### YOUR OBJECTIVE
Return, from the material below, each line in which the word "json" is present.

### SUPPLIED MATERIAL

PR #2211, opened 2026-02-10
feat(signing): add Signer entrypoint and env var support

jonburdo:
This adds a single unified class for signing operations. This includes signing and verifying for both models and container images.

This also adds configuration via environment variables so users can simply call `Signer()` instead of passing all of the arguments explicitly.

## Description

This makes it easy to configure via environment variables and then simply:
```python
from model_registry.signing import Signer

signer = Signer()

signer.sign_model(model_dir)
signer.verify_model(model_dir)

signer.sign_image(image_uri)
signer.verify_image(image_uri)
```

The env vars you would set if not passing explicit args:
```
SIGNING_TUF_URL=https://tuf.example.com
SIGNING_FULCIO_URL=https://fulcio.example.com.com
SIGNING_REKOR_URL=https://rekor.example.com.com
SIGNING_TSA_URL=https://tsa.example.com.com
```

## Merge criteria:

If you have UI changes

### DIFF
--- a/clients/python/src/model_registry/signing/config.py
+++ b/clients/python/src/model_registry/signing/config.py
@@ -5,26 +5,30 @@ from __future__ import annotations
 import os
 from collections.abc import Callable, Iterable, Sequence
 from pathlib import Path
-from typing import TypeAlias, TypeVar, overload
+from typing import Final, TypeAlias, TypeVar, overload
 
 from pydantic import BaseModel
 from typing_extensions import Self
+
+from .token import decode_jwt_payload, extract_client_id, k8s_sub_to_certificate_identity
 
 PathLike: TypeAlias = str | os.PathLike[str]
 
 T = TypeVar("T")
 U = TypeVar("U")
 
+DEFAULT_IGNORE_PATHS: Final[tuple[PathLike]] = (".cache",)
+
 
 class SigningConfig(BaseModel):
     """Configuration for model and image signing operations.
 
-    Loads configuration from environment variables with SIGNING_ prefix.
+    Loads configuration from environment variables with SIGSTORE_ prefix.
     All fields are optional to allow flexible configuration.
 
     Example:
-        >>> # Load from environment variables
-        >>> config = SigningConfig.from_env()
+        >>> # Create with intelligent defaults and env var fallback
+        >>> config = SigningConfig.create()
         >>> # Or provide values directly
         >>> config = SigningConfig(
         ...     tuf_url="https://tuf.sigstore.dev",
@@ -48,7 +52,7 @@ class SigningConfig(BaseModel):
     ignore_paths: Sequence[Path] | None = None
 
     @classmethod
-    def from_env(
+    def create(  # noqa: C901
         cls,
         tuf_url: str | None = None,
         root_url: str | None = None,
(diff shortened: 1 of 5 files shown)


clients/python/src/model_registry/signing/image_signer.py
```diff
@@ -178,14 +208,21 @@ def sign(  # noqa: C901
         cmd = ["cosign", "sign", "-y"]
 
         if identity_token_path is not None:
-            cmd.extend(["--identity-token", os.fspath(identity_token_path)])
+            # Read token content from file (cosign doesn't actually accept file paths despite docs)
+            with open(identity_token_path) as f:
+                token_content = f.read().strip()
+            cmd.extend(["--identity-token", token_content])
```
jonburdo, line 216: I thought this worked when I tested it before by simply passing the path, but now it doesn't seem to be working despite the docs:
```
$ cosign sign -h | grep -A 2 -- --identity-token
    --identity-token='':
	identity token to use for certificate from fulcio. the token or a path to a file containing the token is accepted.
```

tarilabs: could it be the case of the SIGNING_ prefix?

clients/python/src/model_registry/signing/config.py
```diff
@@ -0,0 +1,240 @@
...
+            ignore_paths: Paths to ignore during signing
+
+        Returns:
+            SigningConfig instance with resolved values
+        """
+        # Resolve 4 URLs from env vars
+        resolved_tuf_url = resolve(tuf_url, "SIGSTORE_TUF_URL")
+        resolved_fulcio_url = resolve(fulcio_url, "SIGSTORE_FULCIO_URL")
+        resolved_rekor_url = resolve(rekor_url, "SIGSTORE_REKOR_URL")
+        resolved_tsa_url = resolve(tsa_url, "SIGSTORE_TSA_URL")
```
jonburdo, line 112: Updated to use `SIGSTORE_` for now. After looking into it other tools like `gitsign`, `sigstore-go`, use this

clients/python/src/model_registry/signing/config.py
```diff
@@ -0,0 +1,240 @@
...
+
+        # Default identity_token_path to Kubernetes service account token
+        resolved_identity_token_path: Path | None = None
+        if identity_token_path is not None:
+            resolved_identity_token_path = Path(identity_token_path) if identity_token_path else None
+        else:
+            k8s_token_path = Path("/var/run/secrets/kubernetes.io/serviceaccount/token")
+            if k8s_token_path.exists():
+                resolved_identity_token_path = k8s_token_path
```
jonburdo, line 121: A lot of logic here and below in this one method. This should be refactored, but I didn't get to it yet

clients/python/src/model_registry/signing/image_signer.py
jonburdo: It's possible I was mistaken or maybe had a different version of `cosign` but I'm hitting issues with a bash test script, so I think we just need to pass the value

clients/python/src/model_registry/signing/config.py
tarilabs: thanks for the check on this!

clients/python/src/model_registry/signing/config.py
jonburdo: I will plan to fix this in a follow-up

PR #2214, opened 2026-02-10
Model Catalog chips enhancements

YuliaKrimerman:
## Description

Enhanced the filter chip display and behavior on the Model Catalog landing page to improve UX consistency and clarity:

### Manual Testing Required:
1. **Performance View Toggle**
   - Enable performance view toggle on Model Catalog page
   -  Verify performance filter dropdowns appear (Workload Type, Latency, Max RPS, Hardware)

2. **Workload Type Chip**
   - Select a workload type from dropdown
   -  Verify chip displays: `"Scenario: {Name} ({X} input / {Y} output tokens)"`
   -  Verify chip only appears when different from default
   -  Click chip and verify it resets to default (not cleared)
   - Verify fa-undo icon appears on chip (not X)

3. **Latency Chip Group**
   - Select different latency metric/percentile/threshold
   - Verify 3 separate chips appear: "Metric: X", "Percentile: Y", "Under Zms"
   -  Verify individual chips have NO close buttons
   - Verify group has one reset button with fa-undo icon
   -  Click any individual chip and verify entire latency filter resets to default
   -  Click group reset button and verify entire latency filter resets to default

4. **Max RPS Chip**
   -  Set Max RPS to a value
   -  Verify chip displays: `"Max RPS: {value}"`
   -  Verify chip only appears when different from default
   -  Click chip and verify it resets to default
   -  Verify fa-undo icon appears (not X)

5. **Hardware Chips**
   -  Select multiple hardware configurations
   - Verify each hardware chip has standard X icon (not fa-undo)
   - Click X on individual chip and verify only that chip is removed
   - Verify multiple hardware chips can be selected simultaneously

6. **Side Panel Filters (License, Provider, etc.)**
   - Select multiple licenses/providers
   - Verify chips use standard X icons
   - Verify individual chips can be removed

7. **Reset All Filters Button**
   - Apply various filters
   -  Click "Reset all defaults" button
   -  Verify multi-select filters are cleared (Hardware, License)
   -  Verify performance filters reset to defaults (Workload Type, Latency, Max RPS)

https://github.com/user-attachments/assets/56f620e3-1bd3-43b3-81e5-a3ceec954cb9

## Merge criteria:

If you have UI changes:
- [x] The developer has added tests or explained why testing cannot be added (Manual UI testing required - behavior involves PatternFly Toolbar chip interactions and CSS-based icon styling that are difficult to unit test)
- [x] Included any necessary screenshots or gifs if it was a UI change (Screenshots provided above showing chip formats and icons)
- [x] Verify that UI/UX changes conform the UX guidelines for Kubeflow (Changes follow PatternFly design patterns and existing Model Catalog UX conventions)

### DIFF
--- a/clients/ui/frontend/src/app/pages/modelCatalog/screens/ModelCatalogSourceLabelSelector.tsx
+++ b/clients/ui/frontend/src/app/pages/modelCatalog/screens/ModelCatalogSourceLabelSelector.tsx
@@ -127,7 +127,7 @@ const ModelCatalogSourceLabelSelector: React.FC<ModelCatalogSourceLabelSelectorP
                 clearAllFilters: handleClearAllFilters,
                 clearFiltersButtonText: 'Reset all filters',
               }
-            : {})}
+            : { clearAllFilters: undefined, clearFiltersButtonText: '' })}
         >
           <ToolbarContent rowWrap={{ default: 'wrap' }}>
             <Flex>


YuliaKrimerman:
@manaswinidas 
Screenshot 2026-02-17 at 12 12 14 PM
Fixed

clients/ui/frontend/src/app/pages/modelCatalog/components/HardwareConfigurationFilterToolbar.tsx
```diff
@@ -193,6 +188,17 @@ const HardwareConfigurationFilterToolbar: React.FC<HardwareConfigurationFilterTo
...
+        {onResetAllFilters && hasVisibleChips && (
+          <ToolbarItem>
+            <Button
+              variant="link"
+              onClick={onResetAllFilters}
+              data-testid="clear-all-filters-button"
+            >
+              Reset all defaults
+            </Button>
+          </ToolbarItem>
```
mturley: Since you're using a combination of custom-rendered chips and ToolbarFilter chips, if both are rendered at the same time we have both this "Reset all defaults" link and the built-in "Clear all filters" one that is provided by Toolbar when there are active ToolbarFilters under it. If we're no longer relying only on the built-in ToolbarFilter component, we should force the built-in one to never render (I think we might be able to do that by passing empty values into `Toolbar`, like we conditionally did before above on line 100). If that doesn't work... we may need to abandon using the built in ToolbarFilter chips. The intention was to use only those because we wanted to avoid custom rendering, but it seems that's not possible. If we cause ourselves too much more pain here maybe we should entirely render only custom chips for everything.

Image

Another thing we lose by combining the built-in with custom chips is that they appear on two separate lines, and your custom ones are wrapping starting to the right of the toolbar controls which isn't right, they should all be below the toolbar.

Also, the chips not in a group are not vertically centered with the chips that are in a group. This is true in both themes but more visible in the MUI theme. The MUI theme also has color issues, with white icons on grey chips.

Finally, for your latency filter chip group, the reset icon is appearing outside the group and larger rather than within the group as it should, at the same size as the other icons.

PR #2228, opened 2026-02-13
add partially avail source status

adysenrothman:
This PR adds a new source status to the model catalog called "partially-available". This status is used to represent sources (specifically HF type for now) that are able to load some models but not all models. The status is replacing the previously used "error" status to better represent the state of the source. A follow up PR will be created that ensures these sources are present in the dashboard so that any successfully pulled models are not hidden.

## Merge criteria:

If you have UI changes

Tested locally with Kind/ Tilt
Screenshot 2026-02-13 at 9 24 05 AM

### DIFF
--- a/catalog/clients/python/src/catalog_openapi/models/catalog_source_status.py
+++ b/catalog/clients/python/src/catalog_openapi/models/catalog_source_status.py
@@ -19,13 +19,14 @@ from typing_extensions import Self
 
 
 class CatalogSourceStatus(str, Enum):
-    """Operational status of a catalog source. - `available`: The source is functioning correctly and models can be retrieved - `error`: The source is experiencing issues and cannot provide models - `disabled`: The source has been intentionally disabled
+    """Operational status of a catalog source. - `available`: The source is functioning correctly and models can be retrieved - `partially-available`: The source loaded some models successfully but encountered errors with others - `error`: The source is experiencing issues and cannot provide models - `disabled`: The source has been intentionally disabled
     """
 
     """
     allowed enum values
     """
     AVAILABLE = "available"
+    PARTIALLY_MINUS_AVAILABLE = "partially-available"
     ERROR = "error"
     DISABLED = "disabled"
 
--- a/catalog/internal/catalog/loader.go
+++ b/catalog/internal/catalog/loader.go
@@ -19,10 +19,29 @@ import (
 
 // Source status constants matching the OpenAPI enum values
 const (
-	SourceStatusAvailable = "available"
-	SourceStatusError     = "error"
-	SourceStatusDisabled  = "disabled"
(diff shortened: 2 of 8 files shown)


catalog/clients/python/src/catalog_openapi/models/catalog_source_status.py
```diff
@@ -19,13 +19,14 @@
...
 class CatalogSourceStatus(str, Enum):
-    """Operational status of a catalog source. - `available`: The source is functioning correctly and models can be retrieved - `error`: The source is experiencing issues and cannot provide models - `disabled`: The source has been intentionally disabled
+    """Operational status of a catalog source. - `available`: The source is functioning correctly and models can be retrieved - `partially-available`: The source loaded some models successfully but encountered errors with others - `error`: The source is experiencing issues and cannot provide models - `disabled`: The source has been intentionally disabled
     """
 
     """
     allowed enum values
     """
     AVAILABLE = "available"
+    PARTIALLY_MINUS_AVAILABLE = "partially-available"
```
jonburdo, line 29: Just a general note: The `MINUS` seems odd. Looks like this is auto-generated so probably not something we can fix (at least out-of-scope for this), and I see other similar examples (e.g. `MODEL_MINUS_ARTIFACT`)

catalog/internal/catalog/loader.go
```diff
@@ -19,11 +19,30 @@ import (
...
 
+// PartiallyAvailableError indicates that a source loaded some models successfully
+// but encountered errors with others.
+type PartiallyAvailableError struct {
+	FailedModels []string
+}
+
+func (e *PartiallyAvailableError) Error() string {
+	return fmt.Sprintf("Failed to fetch some models, ensure models exist and are accessible with given credentials. Failed models: %v", e.FailedModels)
+}
```
jonburdo, line 36: Possible future improvement: This may not be needed, but I wonder if we would want to include the failed models in the response in a more structured format. This could mean a new key in the json object. Or if we don't want to change the structure, simply converting this value to a json array before adding it to the error message could allow it to be parsed.

jonburdo (approved):
/lgtm
/approve

catalog/clients/python/src/catalog_openapi/models/catalog_source_status.py
adysenrothman: I noticed that too and disregarded because of model-artifact. I think that if it is changed to partially_available it is handled differently but don't necessarily think it is an issue, just weird openapi generated rules.

catalog/internal/catalog/loader.go
adysenrothman: Yeah good call out. I could see that being useful.

PR #2246, opened 2026-02-18
UI: Remove duplicate search label text in filter boxes

### LINKED ISSUE #2245: Bug(Model Catalog) : Search box doesn't need extra same text on placeholder and on border
The Search box have text of _Filter by name, description or provider_  which is on both places. First at border of box and one as placeholder.

We can reduce this duplication by removing the text on border and keep UI clean. We can make this changes to all Search Boxes to keep it clean

Attaching screenshot : 

Image

amirHdev:
## Summary
This PR removes duplicated helper text shown in search/filter inputs where the same text appeared both:
- in the field border/legend, and
- as placeholder text.
- Fixes #2245 

To keep the UI cleaner, we now keep only the placeholder text.

## Changes
- Removed `fieldLabel` from `ThemeAwareSearchInput` usages in:
  - model catalog search
  - model registry list filters
  - model versions list/archive filters
  - registered models archive filters
  - model transfer jobs filters

## Result
Search boxes no longer show duplicated label text on the border and inside the input.

## Testing
- Verified code changes are scoped to frontend search/filter components.
- Type-check command could not be executed in this environment (`tsc` not available).

### DIFF
--- a/clients/ui/frontend/src/app/pages/modelCatalog/screens/ModelCatalogSourceLabelSelector.tsx
+++ b/clients/ui/frontend/src/app/pages/modelCatalog/screens/ModelCatalogSourceLabelSelector.tsx
@@ -136,8 +136,7 @@ const ModelCatalogSourceLabelSelector: React.FC<ModelCatalogSourceLabelSelectorP
                 <ToolbarGroup variant="filter-group" gap={{ default: 'gapMd' }} alignItems="center">
                   <ToolbarItem>
                     <ThemeAwareSearchInput
-                      dara-testid="search-input"
-                      fieldLabel="Filter by name, description and provider"
+                      data-testid="search-input"
                       aria-label="Search with submit button"
                       className="toolbar-fieldset-wrapper"
                       placeholder="Filter by name, description and provider"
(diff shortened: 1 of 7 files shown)


clients/ui/frontend/src/app/pages/modelCatalog/screens/ModelCatalogSourceLabelSelector.tsx
```diff
@@ -137,7 +137,6 @@ const ModelCatalogSourceLabelSelector: React.FC<ModelCatalogSourceLabelSelectorP
                   <ToolbarItem>
                     <ThemeAwareSearchInput
                       dara-testid="search-input"
```
manaswinidas: unrelated to your changes - but yikes- typo in the test-id 
```suggestion
                      data-testid="search-input"
```
🙈 not sure why we didn't catch this earlier

amirHdev:
Thanks @manaswinidas 
Agree with that instinct. Since all current uses have fieldLabel removed, leaving the prop on ThemeAwareSearchInput is now dead weight and invites the duplication to come back. we can remove fieldLabel and keep FormFieldset or wrapper it if needed .
If you think i can make changes

manaswinidas:
Can you remove the `fieldLabel` from `ThemeAwareSearchInput` ?

amirHdev:
> Can you remove the `fieldLabel` from `ThemeAwareSearchInput` ?

Done

PR #2255, opened 2026-02-19
refactor(catalog): split catalog/internal/catalog

pboyd:
## Description

Reorganizes catalog code into three packages:
- `basecatalog`: shared config, BaseLoader, file monitoring, validation
- `modelcatalog`: model-specific loaders, filters, labels, sources
- `catalog`: facade that re-exports subpackage types

basecatalog provides:
- `SourceConfig` with a new `model_catalogs` field (`catalogs` exists, but is now deprecated)
- `BaseLoader` managing leader state, write tracking, file watchers
- Config validation detecting duplicate IDs
- Monitor for K8s ConfigMap hot-reload

modelcatalog contains:
- All model catalog implementations (DB, HuggingFace, YAML)
- Model filtering, license transforms, performance metrics
- `APIProvider` interface and test helpers

`catalog.go` re-exports public types to maintain API stability.

This is prep work to add code to load MCP catalogs.

## How Has This Been Tested?
On a local development cluster.

## Merge criteria:


catalog/internal/catalog/basecatalog/config.go
```diff
@@ -0,0 +1,100 @@
...
+
+	// DEPRECATED: Use ModelCatalogs instead
+	// This field is maintained for backwards compatibility
+	Catalogs []Source `yaml:"catalogs,omitempty" json:"catalogs,omitempty"`
+}
+
+// GetModelCatalogs returns the merged list of model catalogs, combining the
+// new model_catalogs field with the deprecated catalogs field.
+// If there are ID conflicts, model_catalogs takes precedence.
+func (c *SourceConfig) GetModelCatalogs() []Source {
```
Al-Pragliola, line 41: in this function we use a map and convert to slice, in your opinion is this a problem if we lose the original ordering?

pboyd: Good point. I've updated this to preserve the order.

### RESPONSE
jonburdo, line 36: Possible future improvement: This may not be needed, but I wonder if we would want to include the failed models in the response in a more structured format. This could mean a new key in the json object. Or if we don't want to change the structure, simply converting this value to a json array before adding it to the error message could allow it to be parsed.
+	Catalogs []Source `yaml:"catalogs,omitempty" json:"catalogs,omitempty"`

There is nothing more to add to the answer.